Which lines mention "capability"? Show each one from the listing.

*** Opening TASK MATERIAL ***

PR #275, opened 2021-07-31
feat(abstractda): add val manipulation capability

### LINKED ISSUE #274: Add `Val` manipulation capanbility to BDA and DA wizard

### LINKED ISSUE #279: feat(da): add dchg, qchg and dupd to da wizard

### LINKED ISSUE #280: refactor(DAType and DOType wizards): move da and bda wizards to library

JakobVogelsang:
Closes #274 
Closes #280 
Closes #279 

This PR does not only add basic `Val` manipulation capability but also `dchg`, `qchg` and `dupd` - last three attributes of `DA`. I also found the pattern for the name of both `BDA` and `DA` was not correct.
I also take the chance and pushed the touched wizards to the wizard library.


src/wizard-select.ts
```diff
@@ -72,14 +72,7 @@ export class WizardSelect extends Select {
   }
 
   checkValidity(): boolean {
-    if (
-      this.reservedValues &&
-      this.reservedValues.some(array => array === this.value)
-    ) {
-      this.setCustomValidity(get('textfield.unique'));
```
ca-d, line 79: Great change 🎉 ! Does this mean we could also get rid of the `textfield.unique` translation, or do we still need it in the `wizard-textfield`?

src/wizards/abstractda.ts
```diff
@@ -0,0 +1,243 @@
...
+    html`<wizard-textfield
+      label="Val"
+      .maybeValue=${Val}
+      helper="${translate('scl.Val')}"
+      nullable
+    ></wizard-textfield>`,
+  ];
+}
+
+export function getValAction(
```
ca-d, line 211: Do you generally prefix functions like this with `get` or would

```ts
export function valAction(
```

also work for you?

src/wizards/bda.ts
```diff
@@ -0,0 +1,241 @@
...
+      else newElement.setAttribute('desc', desc);
+      newElement.setAttribute('bType', bType);
+      if (type === null) newElement.removeAttribute('type');
+      else newElement.setAttribute('type', type);
+      if (sAddr === null) newElement.removeAttribute('sAddr');
+      else newElement.setAttribute('sAddr', sAddr);
+      if (valKind === null) newElement.removeAttribute('valKind');
+      else newElement.setAttribute('valKind', valKind);
+      if (valImport === null) newElement.removeAttribute('valImport');
+      else newElement.setAttribute('valImport', valImport);
```
ca-d, line 63: Maybe we could think about refactoring blocks like this into a helper function in our `foundation` in the future. How common do you think these if/else blocks are going to be?

src/wizards/foundation.ts/enums.ts
```diff
@@ -0,0 +1,55 @@
+export const functionalConstraintEnum = [
```
ca-d, line 1: Why does the `wizards/foundation` directory carry a `.ts` extension?

ca-d (changes requested):
This looks and reads extremely well. The only thing that sticks out to me is the `foundation.ts` directory name which looks like a TypeScript file.

src/wizard-select.ts
JakobVogelsang: At the moment, we still use it to check for name attribute duplication.

src/wizards/abstractda.ts
JakobVogelsang: We do this at the moment for `Voltage` for example and will do so for `MinTime`, `MaxTime` ....
Those are child elements  that in our wizards appear as attributes. 

Working on the wizards, I found that we should talk about a naming convention here. I would therefore postpone this to [Issue](https://github.com/openscd/open-scd/issues/281)

src/wizards/bda.ts
JakobVogelsang: This is very true. This pattern is very common and can be avoided with a simple function [Issue](https://github.com/openscd/open-scd/issues/282)

src/wizards/foundation.ts/enums.ts
JakobVogelsang: This is a typo, sorry :)

ca-d (approved):
LGTM

PR #278, opened 2021-08-02
feat(gsecontrol): edit GSEControl and its referenced elements

### LINKED ISSUE #145: GOOSE control block manipulation capability
As a user of OpenSCD I want to manage `IED` configuration. I want to delete/update the `GSEControl` element. (GOOSE control block)

**Requirement**:
- `GSEControl` of the type `GSSE` is deprecated and therefore for update is not allowed. But those shall be displayed.
- On delete make sure that the referenced DataSet is removed too.
- On delete make sure that DataSet is not removed if referenced to another control block.
- On delete make sure to remove GSE element too if present.

**Type Definition**:
- TBD

**Restriction** :
- TBD

**Edition 1 vs Edition 2**
- TBD

JakobVogelsang:
Closes #145


src/wizards/foundation.ts/p-types.ts
```diff
@@ -0,0 +1,20 @@
+export const pTypesGSESMV: string[] = [
```
ca-d, line 1: This should move from `foundation.ts` to `foundation`.

ca-d (changes requested):
LGTM, apart from the `foundation.ts` directory name.

src/wizards/foundation.ts/p-types.ts
JakobVogelsang: Done!

PR #288, opened 2021-08-09
feat(filtered-list): select only visible items on checkAll

### LINKED ISSUE #285: Using filters during LN references
During the LN References to Substation elements, the Select all button beside the filter textbox creates the idea of selecting only the LN showed after the filter, but actually it selects all the LN within the DM and ignores the filter

JakobVogelsang:
Closes #285


ca-d (approved):
LGTM

PR #291, opened 2021-08-10
fix(ied-editor): add tooltip with full IED name

### LINKED ISSUE #289: Usability issues of new symbols (tooltips)
image
The names of the IEDs are not readable. 
Long names start with ... (three dots) and only the ends are shown. Expected to show the beginning of the word.
No tooltip for the names.
Please don't forget to add tooltips for any enhancement that requires reading something.
These two newly add signals also doesn't have tooltips.
Thanks!

JakobVogelsang:
Closes #289

### DIFF
--- a/src/zeroline/ied-editor.ts
+++ b/src/zeroline/ied-editor.ts
@@ -43,7 +43,9 @@ export class IedEditor extends LitElement {
   render(): TemplateResult {
     return html`
       <div id="container" tabindex="0">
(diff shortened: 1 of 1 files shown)


ca-d (changes requested):
This change should have made some tests red, at least some snapshot test.

Does this mean some tests went missing?

JakobVogelsang:
I think the ied-editor does not have a snapshot test, yet. As this is a small thing I would suggest to add with report or smv capability.

PR #312, opened 2021-09-16
Show History (HItem) from SCL File in log window with a separate toggle to show/hide them

dlabordus:
@JakobVogelsang,
The only problem still in there is the icons that are always shown disabled, but working. I hope you can find something that's causing this.
I create the branch in our forked repository, hopefully that doesn't make it hard to help with the icon problem.


JakobVogelsang:
Hi @dlabordus ,

I did have a closer look. I think there is a bug with the `mwc-icon-toggle-button`. see [issue](https://github.com/material-components/material-web/issues/2712). This is a strange bug that prevents the `svg` to jump from `onIcon` to `offIcon`. 

I will have a closer look tomorrow.



My guess is that the pathSVG for sclHistory is not properly defined. I found `<path .../>` to not work, but `<path ...></path>`. So don't know why there is a `rect` and why the namespace is part of the `svg` tag and `path`. But

JakobVogelsang:
Good morning @dlabordus,
I tried, in a step-by-step approach, to find out what went wrong with the `mwc-icon-button-toggle` and so have created a working branch. Would be curious if this works on your machine as well. The strange thing is that it is exactly your code...
Somehow I have the impression that this might a build issue with snowpack. Once the `mwc-icon-button-toggle` does go bananas, it does not come back. It even went crazy with a fresh  cloned repo...

dlabordus:
Good morning @JakobVogelsang 
I checkout your copy branch and build/run it. It still doesn't work on my machine. So it does look like some kind of build issue on my machine. I'm using the following versions of NodeJS and NPM.
- npm -version: 6.14.15
- node -v:  v14.17.6
I will try removing all NPM Cache and see if that helps....

JakobVogelsang:
Can you please look for the version of mwc-icon-button-toggle.

dlabordus:
Both in the logging and in the node_modules directory it says
- @material/mwc-icon-button-toggle@0.22.1
Removing all kind of caches did fix it. (node_modules directory, cache directory in .npm)

JakobVogelsang:
Thank you. I will report that to the mwc team.

JakobVogelsang:
Do you mind if we take my branch. Here a added some more tests and a clarification? Maybe you can have another look as a reviewer?

PR #328, opened 2021-10-03
refactor(zeroline/...-editor): add common editor-container component

JakobVogelsang:


JakobVogelsang:
> 
> 
> I kind of liked the old button grouping behavior where all the buttons that directly manipulate the editor's element will always stay next to each other in one single row (see right hand side in screenshot), it makes it easier to find the right control at a glance.
> 
> icon-button-nav-group
> 
> @JakobVogelsang do you agree or do you prefer the new behavior on the left hand side in above screenshot?

Yes it is, we might discuss if with the more vert option we could move some buttons there. The header becomes crowded :)

PR #338, opened 2021-10-26
Add finder list

### LINKED ISSUE #256: Multi finder-pane

ca-d:
Closes #256 .

This adds `finder-list`, a simplified version of the old `finder-pane` with an extra `multi` option to enable selecting multiple paths.


JakobVogelsang (approved):
Thanks for this great job!!!

If any I have some remarks that are a matter of taste:
- the method `getPaths` is a bit tough to understand, is very compact. Maybe there is a way to make it more readable
- I am not sure if we need a filtered list for children < 5. At the moment the search field of the filtered list is nice as it tells the beginning of the list. Maybe this could be done with a line or a none interactive list item.

PR #347, opened 2021-11-02
ci: add github actions for test, build and deploy

### LINKED ISSUE #348: Move from travis to github actions
Travis has changed its business model, and we cannot run test, build scripts as well as deploy to openscd.github.io at the moment. The OpenSCD team has therefore decided to move to GitHub actions.

JakobVogelsang:
Closes #348 

Some remarks to the scripts:
- **test**: runs only on push, except pushes on main.
- **test-and-build**: runs for new pull_requests and to any new commit within a pull_request. `pull_request` as trigger mains that the test and build runs after merge
- **build-and-deploy**: the ssh-key is required to have write access to openscd.github.io. We deploy on the mater branch


.github/workflows/build-and-deploy.yml
```diff
@@ -0,0 +1,30 @@
+name: Build and Deploy
+on:
+  push:
+    branches:
+      - main
```
dlabordus, line 5: For publishing artifacts we using the release mechanisme from Github.
on:
  release:
    types: [released]

See https://github.com/com-pas/compas-scl-data-service/blob/develop/.github/workflows/release-project.yml.
Github will create a tag and we extract that and set the version. For this project through Maven, but I think NodeJS/NPM also has something like that.

.github/workflows/test.yml
```diff
@@ -0,0 +1,22 @@
+name: Test
```
dlabordus, line 1: Is there a big difference between only test and doing the build?
In our fork we run the Test and Build on every push. This is also enough for the pull requests.

dlabordus (approved):

.github/workflows/build-and-deploy.yml
JakobVogelsang: Thanks for hint. We will have a closer look at that. We have a half automated release process at the moment and we for sure can automate more.

.github/workflows/test.yml
JakobVogelsang: Not really. Was just an idea to save some time.

PR #432, opened 2022-01-25
fix: return deno env object

johanholmerin:
Assume the environment object should actually be returned

Fixes https://github.com/yargs/yargs/issues/2136


bcoe (approved):

bcoe:
@johanholmerin at a glance patch looks good, but seems to not be working as expected in Deno tests.

bcoe (approved):

bcoe:
@johanholmerin thank you for the contribution, this should address https://github.com/yargs/yargs/issues/2136 I believe.

webbertakken:
Created a PR ^ that will update `yargs-parser` in `yargs`, so that `.env()` can effectively be used again in Deno.

PR #443, opened 2022-06-16
Allow the browser build to be imported

TechplexEngineer:
Adding this small change will allow cloudflare worker users to easily use the yargs-parser as a library.


bcoe:
@TechplexEngineer thank you for the contribution, that would be a great side-effect of ESM support, if we could run in a worker environment 😄 

Let me know if there are any more changes needed.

*** Closing TASK MATERIAL ***

### [EXERCISE RESULT]
feat(abstractda): add val manipulation capability
This PR does not only add basic `Val` manipulation capability but also `dchg`, `qchg` and `dupd` - last three attributes of `DA`. I also found the pattern for the name of both `BDA` and `DA` was not correct.
### LINKED ISSUE #145: GOOSE control block manipulation capability
I think the ied-editor does not have a snapshot test, yet. As this is a small thing I would suggest to add with report or smv capability.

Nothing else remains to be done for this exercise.